* _WHAT TO DO_
Copy each line of the data beneath in which the word "patch" appears.

* _RAW DATA_
__________

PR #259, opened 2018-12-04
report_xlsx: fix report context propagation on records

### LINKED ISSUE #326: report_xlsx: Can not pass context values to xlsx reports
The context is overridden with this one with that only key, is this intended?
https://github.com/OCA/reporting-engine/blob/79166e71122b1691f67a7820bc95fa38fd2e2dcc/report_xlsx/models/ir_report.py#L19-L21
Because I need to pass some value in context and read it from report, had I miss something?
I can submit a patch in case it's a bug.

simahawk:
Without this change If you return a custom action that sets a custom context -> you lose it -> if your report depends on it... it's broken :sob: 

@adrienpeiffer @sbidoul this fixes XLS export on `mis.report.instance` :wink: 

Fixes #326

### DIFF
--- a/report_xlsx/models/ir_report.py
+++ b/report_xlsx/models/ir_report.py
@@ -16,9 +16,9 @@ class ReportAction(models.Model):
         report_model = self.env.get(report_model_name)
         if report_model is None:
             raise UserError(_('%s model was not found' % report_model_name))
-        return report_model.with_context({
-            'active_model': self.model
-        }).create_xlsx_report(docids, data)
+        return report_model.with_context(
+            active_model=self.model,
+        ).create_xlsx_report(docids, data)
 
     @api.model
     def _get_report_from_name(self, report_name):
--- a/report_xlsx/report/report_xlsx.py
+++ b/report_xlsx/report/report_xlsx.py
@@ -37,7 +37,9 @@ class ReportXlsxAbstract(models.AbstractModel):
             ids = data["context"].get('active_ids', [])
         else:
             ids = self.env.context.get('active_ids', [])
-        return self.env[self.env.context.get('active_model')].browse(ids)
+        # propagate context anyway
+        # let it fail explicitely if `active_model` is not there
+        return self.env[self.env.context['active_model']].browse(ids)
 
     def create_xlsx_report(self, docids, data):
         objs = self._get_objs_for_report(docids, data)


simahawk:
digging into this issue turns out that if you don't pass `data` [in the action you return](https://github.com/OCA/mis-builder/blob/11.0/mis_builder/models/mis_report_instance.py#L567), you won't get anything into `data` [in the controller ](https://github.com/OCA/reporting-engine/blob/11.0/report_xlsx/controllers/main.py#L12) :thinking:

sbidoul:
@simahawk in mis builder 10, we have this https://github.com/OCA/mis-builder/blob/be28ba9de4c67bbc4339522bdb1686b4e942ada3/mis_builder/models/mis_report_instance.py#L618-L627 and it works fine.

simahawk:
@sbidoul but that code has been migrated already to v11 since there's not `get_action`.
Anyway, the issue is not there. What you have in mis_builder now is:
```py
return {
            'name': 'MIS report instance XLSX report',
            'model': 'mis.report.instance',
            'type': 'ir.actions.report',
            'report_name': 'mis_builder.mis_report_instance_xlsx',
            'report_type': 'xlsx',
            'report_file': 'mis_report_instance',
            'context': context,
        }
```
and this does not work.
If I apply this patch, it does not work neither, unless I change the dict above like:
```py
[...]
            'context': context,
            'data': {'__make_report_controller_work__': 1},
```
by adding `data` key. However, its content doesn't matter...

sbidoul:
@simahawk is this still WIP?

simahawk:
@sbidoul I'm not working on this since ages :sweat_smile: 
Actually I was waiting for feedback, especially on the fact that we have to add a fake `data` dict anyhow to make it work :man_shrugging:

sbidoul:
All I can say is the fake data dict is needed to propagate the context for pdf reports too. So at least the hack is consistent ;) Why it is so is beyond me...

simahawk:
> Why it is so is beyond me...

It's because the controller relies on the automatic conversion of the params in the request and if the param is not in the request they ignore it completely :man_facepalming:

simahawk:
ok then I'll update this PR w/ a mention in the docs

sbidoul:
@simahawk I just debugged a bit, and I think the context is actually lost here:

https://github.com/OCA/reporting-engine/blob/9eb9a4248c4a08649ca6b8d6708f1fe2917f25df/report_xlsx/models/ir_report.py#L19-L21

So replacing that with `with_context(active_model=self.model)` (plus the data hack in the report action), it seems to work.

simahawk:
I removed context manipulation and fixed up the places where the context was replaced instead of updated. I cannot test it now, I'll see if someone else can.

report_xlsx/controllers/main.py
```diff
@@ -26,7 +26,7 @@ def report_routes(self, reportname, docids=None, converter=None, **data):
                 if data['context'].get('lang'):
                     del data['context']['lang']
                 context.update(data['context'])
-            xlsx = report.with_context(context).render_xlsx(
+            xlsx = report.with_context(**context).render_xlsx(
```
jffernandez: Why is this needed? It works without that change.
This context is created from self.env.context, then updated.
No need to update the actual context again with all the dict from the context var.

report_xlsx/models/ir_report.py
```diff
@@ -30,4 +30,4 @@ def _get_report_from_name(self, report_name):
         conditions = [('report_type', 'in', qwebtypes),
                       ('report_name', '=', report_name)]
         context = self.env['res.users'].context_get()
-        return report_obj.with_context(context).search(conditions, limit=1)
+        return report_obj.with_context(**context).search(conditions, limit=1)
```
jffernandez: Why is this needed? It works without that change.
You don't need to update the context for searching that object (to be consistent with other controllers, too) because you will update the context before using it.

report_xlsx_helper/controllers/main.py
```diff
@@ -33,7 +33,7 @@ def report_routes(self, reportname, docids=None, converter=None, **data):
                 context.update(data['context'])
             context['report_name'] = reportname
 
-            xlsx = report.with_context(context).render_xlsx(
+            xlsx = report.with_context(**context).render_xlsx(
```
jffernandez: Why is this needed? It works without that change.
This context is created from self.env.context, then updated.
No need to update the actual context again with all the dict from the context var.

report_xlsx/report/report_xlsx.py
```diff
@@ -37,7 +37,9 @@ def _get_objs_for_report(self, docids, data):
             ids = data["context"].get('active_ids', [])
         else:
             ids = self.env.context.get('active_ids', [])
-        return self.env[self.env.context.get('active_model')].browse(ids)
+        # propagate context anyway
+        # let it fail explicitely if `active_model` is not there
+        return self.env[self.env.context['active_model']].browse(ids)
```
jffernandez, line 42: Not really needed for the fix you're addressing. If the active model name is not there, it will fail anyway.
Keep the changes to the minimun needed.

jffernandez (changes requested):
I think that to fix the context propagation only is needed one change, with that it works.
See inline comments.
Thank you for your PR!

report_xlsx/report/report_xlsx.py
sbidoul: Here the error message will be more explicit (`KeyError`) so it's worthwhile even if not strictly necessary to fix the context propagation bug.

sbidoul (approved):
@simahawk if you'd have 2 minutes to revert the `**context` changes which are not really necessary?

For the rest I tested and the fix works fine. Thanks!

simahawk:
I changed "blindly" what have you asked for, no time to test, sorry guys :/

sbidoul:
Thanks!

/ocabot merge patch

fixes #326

__________

* _COMPLETED TASK_
I can submit a patch in case it's a bug.
If I apply this patch, it does not work neither, unless I change the dict above like:
/ocabot merge patch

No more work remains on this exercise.